Lehigh Gorge State Park, PA Ken Hotopp

Land snail shells, for those species that have them, are made mostly of calcium carbonate with a protein outer coating. Many kinds of wildlife obtain the nutrient calcium by consuming live land snails or their empty shells.

Calcium plays a variety of roles in the body of land snails and slugs, including parts in fluid regulation, cell wall function, muscle contraction, and egg laying, and of course, the shelled animals use a large amount of calcium in forming their shell structure. The shell-building organ, the mantle, develops a pH gradient to create a small electric current to move calcium ions into place. A few slugs such as the non-native Limax maximus have a small, vestigial shell that can be found within the mantle.

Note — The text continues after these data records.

PR #1192, opened 2021-01-21
PHPC-1748 Fix wrong return value of Cursor::key when iterator is not valid

alcaeus:
PHPC-1748

### DIFF
--- a/src/MongoDB/Cursor.c
+++ b/src/MongoDB/Cursor.c
@@ -52,101 +52,6 @@ static void php_phongo_cursor_free_current(php_phongo_cursor_t* cursor) /* {{{ *
 	}
 } /* }}} */
 
-/* {{{ MongoDB\Driver\Cursor iterator handlers */
-static int php_phongo_cursor_valid(php_phongo_cursor_t* cursor) /* {{{ */
-{
-	if (!Z_ISUNDEF(cursor->visitor_data.zchild)) {
-		return SUCCESS;
-	}
-
-	return FAILURE;
-} /* }}} */
-
-static void php_phongo_cursor_get_current_key(php_phongo_cursor_t* cursor, zval* key) /* {{{ */
-{
-	if (Z_ISUNDEF(cursor->visitor_data.zchild)) {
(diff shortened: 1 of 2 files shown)


src/MongoDB/Cursor.c
```diff
@@ -64,6 +64,11 @@ static int php_phongo_cursor_valid(php_phongo_cursor_t* cursor) /* {{{ */
 
 static void php_phongo_cursor_get_current_key(php_phongo_cursor_t* cursor, zval* key) /* {{{ */
 {
+	if (Z_ISUNDEF(cursor->visitor_data.zchild)) {
+		ZVAL_NULL(key);
+		return;
+	}
+
```
jmikola, line 71: Since you introduced the Iterator methods, it looks like `php_phongo_cursor_get_current_key` and `php_phongo_cursor_get_current_data` are only called from `key()` and `current()`, respectively. Can we just delete these two functions?

That would allow you to move this logic into `key()`, which would be consistent with what you did for `current()` in https://github.com/mongodb/mongo-php-driver/commit/70a097e5a145b6eff9931171a86b4c738488bfe8.

alcaeus: Sure, I can refactor this 👍

src/MongoDB/Cursor.c
```diff
@@ -62,21 +62,6 @@ static int php_phongo_cursor_valid(php_phongo_cursor_t* cursor) /* {{{ */
 	return FAILURE;
 } /* }}} */
 
-static void php_phongo_cursor_get_current_key(php_phongo_cursor_t* cursor, zval* key) /* {{{ */
```
jmikola, line 65: I just realized `php_phongo_cursor_valid` is also only called once from `valid()`. Do you want to include that in a separate commit? If not, we can get to it down the line at some point.

If so, I'd also suggest just removing the "MongoDB\Driver\Cursor iterator handlers" comment (and the corresponding `}}}`) since we really don't have iterator handlers anymore.

jmikola (approved):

Land snails obtain calcium from their environment in a variety of ways, depending upon their autecology. They eat live and decaying leaves and wood, fungi and algae on wood and rocks, sap, animal scats and carcasses, nematodes, and other snails. They can be found rasping old or occupied snails’ shells, bones and antlers, rock particles or larger stones and outcrops, and the soil that they regularly consume contains calcium. In captivity they consume lime and paper. Land snails also absorb calcium directly through the sole of their foot (Kado, 1960).

Calcium availability in forest environments generally is positively correlated with the number and species richness of land snails (Burch, 1955; Hotopp, 2002), and this is also the case in Pennsylvania forests (Hotopp, unpublished data). However, note that at the greatest levels of site calcium, snail numbers may actually be slightly reduced (Valovirta, 1968). Acid precipitation can reduce the amount of calcium in forest soils, and this in turn can depress snail numbers as much as 80% on sensitive sites (Wäreborn, 1992). Conversely, land snail numbers respond positively to the addition of calcium (Johannessen and Solhøy, 2001).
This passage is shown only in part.